Nelle Filippine, dal 2014 ad oggi, sono stati identificati 16 neonati affetti: grazie al trattamento precoce, pochissimi di loro hanno presentato le devastanti manifestazioni della patologia
Manila (Filippine) – Il programma di screening neonatale delle Filippine, avviato nel 1996 e diventato obbligatorio per legge nel 2004, si è ampliato nel corso degli anni fino a includere oggi 29 patologie. Una di queste condizioni, la tirosinemia ereditaria di tipo 1 (HT1), è entrata a far parte del panel nel 2014: da allora, e fino al settembre 2022, sono 16 i bambini a cui è stata diagnosticata la malattia, e che grazie a questo test hanno avuto la possibilità di essere trattati precocemente. Il primo paziente è stato diagnosticato nel 2019; da allora, sono stati identificati in media quattro neonati ogni anno.
La tirosinemia ereditaria di tipo 1, o tirosinemia epatorenale, è un disordine del metabolismo degli aminoacidi che può causare insufficienza epatica e comorbilità renali e neurologiche. Uno studio retrospettivo, pubblicato sull’International Journal of Neonatal Screening, ha descritto per la prima volta le caratteristiche cliniche, biochimiche e molecolari di questa coorte, che includeva bambini di età compresa tra 18 e 54 mesi, al momento della raccolta dei dati. L’età media all’inizio del trattamento era di 26,8 giorni, e le caratteristiche cliniche più comuni erano tempi di coagulazione anomali (62,5%), livelli elevati di alfa-fetoproteina (37,5%), anemia (31,3%) e acidosi metabolica (31,3%).

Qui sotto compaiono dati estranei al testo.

PR #2024, opened 2019-06-25
Unmarshal3

seebs:
## Overview

Various roaring/unmarshalling/memory-mapping/etc stuff.

This is an attempt to address a series of issues related to the performance of importRoaring.

In no particular order:
* We allow roaring import as Add and Remove operations in the ops log. This lets us write many more bits of ops log much more quickly.
* We use that import/export functionality also to implement importRoaring itself. In the process, we get rid of the CountRange things used to rebuild the cache, since we can determine the number of bits added or removed from a row nearly as cheaply as we can determine whether or not any bits changed.
* When reopening storage, instead of unmarshalling a new bitmap and ditching all the existing containers, we iterate through updating the pointers of containers that match the characteristics of the just-written data to point to the storage, and marking them as mapped. Any mapped containers that don't match get their data copied, so any previous data can be unmapped safely.
* We add a snapshot queue. Under heavy load, this will allow many more than 10k bits of write ops to get dumped into an ops log before a snapshot happens. Under very light load, it will result in writing the ops log, then producing a new snapshot, which slows things down, but that's only under very light load. Under heavy load, performance improves a bunch.
* The various tests, especially in fragment_internal_test, now verify on cleanup of a fragment that the on-disk representation matches the in-memory representation. This is expensive and slow but provides higher confidence that all the rest of this actually works as planned.

Tagging Ben because of the most recent patch -- when I added official roaring support to this, I noticed that our implementation is masking out some of the container-count bits from official roaring files that have run containers. I think this change is safe but I would like a second opinion on my reasoning about not needing the flag bits.

### DIFF
--- a/fragment.go
+++ b/fragment.go
@@ -2669,6 +2669,13 @@ func filterWithRows(rows []uint64) rowFilter {
 // this container have been processed. The rows accumulated up to this point
 // (including this row if all filters passed) will be returned.
 func (f *fragment) rows(start uint64, filters ...rowFilter) []uint64 {
+	f.mu.Lock()
+	defer f.mu.Unlock()
+	return f.unprotectedRows(start, filters...)
+}
+
+// unprotectedRows calls rows without grabbing the mutex.
+func (f *fragment) unprotectedRows(start uint64, filters ...rowFilter) []uint64 {
 	startKey := rowToKey(start)
 	i, _ := f.storage.Containers.Iterator(startKey)
 	rows := make([]uint64, 0)
@@ -3096,9 +3103,10 @@ func newRowsVector(f *fragment) *rowsVector {
 
 // Get returns the rowID associated to the given colID.
 // Additionally, it returns true if a value was found,
-// otherwise it returns false.
+// otherwise it returns false. Ensure that you already
+// have the mutex before calling this.
 func (v *rowsVector) Get(colID uint64) (uint64, bool, error) {
-	rows := v.f.rows(0, filterColumn(colID))
+	rows := v.f.unprotectedRows(0, filterColumn(colID))
 	if len(rows) > 1 {
 		return 0, false, errors.New("found multiple row values for column")
 	} else if len(rows) == 1 {
@@ -3129,9 +3137,10 @@ func newBoolVector(f *fragment) *boolVector {
 
 // Get returns the rowID associated to the given colID.
 // Additionally, it returns true if a value was found,
-// otherwise it returns false.
+// otherwise it returns false. Ensure that you already
+// have the fragment mutex before calling this.
 func (v *boolVector) Get(colID uint64) (uint64, bool, error) {
-	rows := v.f.rows(0, filterColumn(colID))
+	rows := v.f.unprotectedRows(0, filterColumn(colID))
 	if len(rows) > 1 {
 		return 0, false, errors.New("found multiple row values for column")
 	} else if len(rows) == 1 {
--- a/fragment.go
+++ b/fragment.go
@@ -107,12 +107,21 @@ type fragment struct {
 	shard uint64
 
 	// File-backed storage
-	path        string
-	flags       byte // user-defined flags passed to roaring
-	file        *os.File
-	storage     *roaring.Bitmap
-	storageData []byte
-	opN         int // number of ops since snapshot
+	path               string
+	flags              byte // user-defined flags passed to roaring
+	file               *os.File
+	storage            *roaring.Bitmap
+	storageData        []byte
+	totalOpN           int64 // total opN values
+	totalOps           int64 // total ops (across all snapshots)
+	opN                int   // number of ops since snapshot (may be approximate for imports)
+	ops                int   // number of higher-level operations, as opposed to bit changes
+	snapshotsRequested int   // number of times we've requested a snapshot
+	snapshotsTaken     int   // number of actual snapshot operations
+	snapshotting       bool  // set to true when requesting a snapshot, set to false after snapshot completes
+	snapshotCond       sync.Cond
+	snapshotDelays     int
+	snapshotDelayTime  time.Duration
 
 	// Cache for row counts.
 	CacheType string // passed in by field
@@ -145,11 +154,13 @@ type fragment struct {
 	mutexVector vector
 
 	stats stats.StatsClient
+
+	snapshotQueue chan *fragment
 }
 
 // newFragment returns a new instance of Fragment.
 func newFragment(path, index, field, view string, shard uint64, flags byte) *fragment {
-	return &fragment{
+	f := &fragment{
 		path:      path,
 		index:     index,
 		field:     field,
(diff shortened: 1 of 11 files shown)


roaring/roaring.go
```diff
@@ -3993,29 +4244,45 @@ func (op *op) apply(b *Bitmap) (changed bool) {
...
+	buf := make([]byte, op.encodeSize())
 
 	// Write type and value.
 	buf[0] = byte(op.typ)
-	if op.typ <= 1 {
+	switch op.typ {
+	case 0, 1:
 		binary.LittleEndian.PutUint64(buf[1:9], op.value)
-	} else {
+	case 2, 3:
```
jaffee: shouldn't we use the op names instead of numbers?

roaring/roaring.go
```diff
@@ -4429,6 +4726,75 @@ func xorBitmapRun(a, b *Container) *Container {
...
 }
 
+// CompareEquality is used mostly in test cases to confirm that two bitmaps came
+// out the same. It does not expect corresponding opN, or OpWriter, but expects
+// identical bit contents. It does not expect identical representations; a bitmap
+// container can be identical to an array container. It returns a boolean value,
+// and also an explanation for a false value.
+func (b *Bitmap) BitwiseEqual(c *Bitmap) (bool, error) {
+	biter, _ := b.Containers.Iterator(0)
+	citer, _ := c.Containers.Iterator(0)
```
jaffee: any reason we're using the Containers Iterator instead of the bitmap iterator?

roaring/roaring.go
```diff
@@ -4066,7 +4343,25 @@ func (op *op) size() int {
 	if op.typ == opTypeAdd || op.typ == opTypeRemove {
 		return 1 + 8 + 4
 	}
-	return 1 + 8 + 4 + len(op.values)*8
+	if op.typ == opTypeAddBatch || op.typ == opTypeRemoveBatch {
+		return 1 + 8 + 4 + len(op.values)*8
+	}
+	// else it's presumably roaring?
```
jaffee: seems like it'd be better to explicitly check this, and have another case for unknown op type... or just check it under roaringParanoia and panic since we don't return an error here

fragment.go
```diff
@@ -164,11 +175,68 @@ func newFragment(path, index, field, view string, shard uint64, flags byte) *fra
...
+			// wait forever, but notice that we're waiting
+			f.snapshotQueue <- f
+			f.snapshotDelays++
+			f.snapshotDelayTime += time.Now().Sub(before)
+			if f.snapshotDelays >= 10 {
+				f.Logger.Printf("snapshotting %s: last ten delays took %v", f.path, f.snapshotDelayTime)
+				f.snapshotDelays = 0
+				f.snapshotDelayTime = 0
+			}
+		case <-time.After(5 * time.Second):
```
jaffee: this case needs to go away now?

fragment.go
```diff
@@ -164,11 +175,68 @@ func newFragment(path, index, field, view string, shard uint64, flags byte) *fra
...
+		select {
+		case f.snapshotQueue <- f:
+		default:
+			before := time.Now()
+			// wait forever, but notice that we're waiting
+			f.snapshotQueue <- f
+			f.snapshotDelays++
+			f.snapshotDelayTime += time.Now().Sub(before)
+			if f.snapshotDelays >= 10 {
+				f.Logger.Printf("snapshotting %s: last ten delays took %v", f.path, f.snapshotDelayTime)
```
jaffee: might be good for this message to indicate that we're talking about enqueuing delay rather than actual snapshotting

fragment.go
```diff
@@ -2669,6 +2669,8 @@ func filterWithRows(rows []uint64) rowFilter {
 // this container have been processed. The rows accumulated up to this point
 // (including this row if all filters passed) will be returned.
 func (f *fragment) rows(start uint64, filters ...rowFilter) []uint64 {
+	f.mu.Lock()
```
jaffee: RLock?

roaring/roaring.go
```diff
@@ -1145,6 +1145,17 @@ type baseRoaringIterator struct {
 	lastErr           error
 }
 
+// okay, then
+func (b *baseRoaringIterator) SilenceLint() {
+	// these are actually used in pilosaRoaringIterator or officialRoaringIterator
+	// but structcheck doesn't know that
```
jaffee: so structcheck doesn't handle the embedding properly?

roaring/btree.go
```diff
@@ -894,7 +894,7 @@ func (e *enumerator) Next() (k uint64, v *Container, err error) {
 }
 
 // Every iterates over a tree.
-func (e *enumerator) Every(upd func(oldV *Container, exists bool) (newV *Container, write bool)) error {
+func (e *enumerator) Every(upd func(key uint64, oldV *Container, exists bool) (newV *Container, write bool)) error {
```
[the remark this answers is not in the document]
seebs: Hmm. Well, if we ever exported an enumerator object, even if we didn't export the type, it sorta would. But also Every hasn't been there for long.

roaring/roaring.go
seebs: ... yes.

roaring/roaring.go
seebs: I didn't think of it. Although I think I prefer comparing by containers, because the existence of an unmatched non-empty container is a simple answer, and container equality is reasonably easy to check.

roaring/roaring.go
seebs: Good catch.

fragment.go
seebs: ... i was actually gonna file an issue for "we should use an RWMutex for this so we can RLock here", because I apparently never checked.

roaring/roaring.go
seebs: yeah.

seebs:
I absolutely concur with the complexity of openStorage, and want to rethink it at some point. I think it's actually correct now, but I don't *like* it.

But also, for instance, if we're *not* unmarshalling data, and didn't mmap it, we don't really need to do the ReadAll operation. And even if we are, if it's not mmapped, I think we're better off not treating it as mapped storage.

So basically, I want to revisit that, but part of revisiting it is probably replacing the implementation of `(*Bitmap) UnmarshalBinary(...)` to distinguish whether or not it's mmapped.

But this also feels like something I'll wreck if I try to do it right now, so.

benbjohnson:
I did an initial read and it's looking good overall. I need to go through the `openStorage()` and `closeStorage()` again. I didn't quite wrap my head around those yet. :)

seebs:
> I did an initial read and it's looking good overall. I need to go through the `openStorage()` and `closeStorage()` again. I didn't quite wrap my head around those yet. :)

I am not sure I did yet either. One of my upcoming goals will be to rewrite that stuff more clearly.

roaring/btree.go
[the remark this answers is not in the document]
jaffee: oh right... Every has been added since 1.3 so it doesn't matter

jaffee:
I'm gonna get this rebased and merged before it gets out of date. We're definitely still pending more testing before cutting a release with this code. @benbjohnson if you end up having any more comments on the open/close storage stuff, please do add them.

In base all’insorgenza dei sintomi, la HT1 può essere classificata in forme acute (che si presentano prima dei sei mesi di età), forme subacute (che presentano sintomi tra i 6 e i 12 mesi) e forme croniche (dopo i 12 mesi). Nei pazienti della coorte filippina che presentavano segni e sintomi clinici (epatici, gastrointestinali e renali), questi si sono presentati entro i primi 6 mesi di vita. Generalmente, in questa malattia non ci sono correlazioni tra genotipo e fenotipo: lo stesso genotipo è stato osservato in individui non imparentati, e nelle stesse famiglie sono state segnalate forme acute e croniche. Nel programma di screening neonatale filippino, i test di conferma per l’HT1 sono limitati al dosaggio degli acidi organici urinari e degli aminoacidi plasmatici, mentre il test molecolare non è obbligatorio.
L’inizio del trattamento è stato molto precoce: i pazienti affetti sono stati trattati tutti entro i primi tre mesi di vita, sia attraverso la gestione dietetica che con il farmaco nitisinone. Nonostante la maggior parte di loro presentasse anomalie biochimiche, non mostrava tuttavia le devastanti complicanze dell’HT1. Il quadro clinico era molto diverso dalla classica descrizione della storia naturale della malattia: le manifestazioni epatiche, gastrointestinali, renali e del sistema nervoso sono state osservate solo tra il 6,25% e il 12,5% dei pazienti.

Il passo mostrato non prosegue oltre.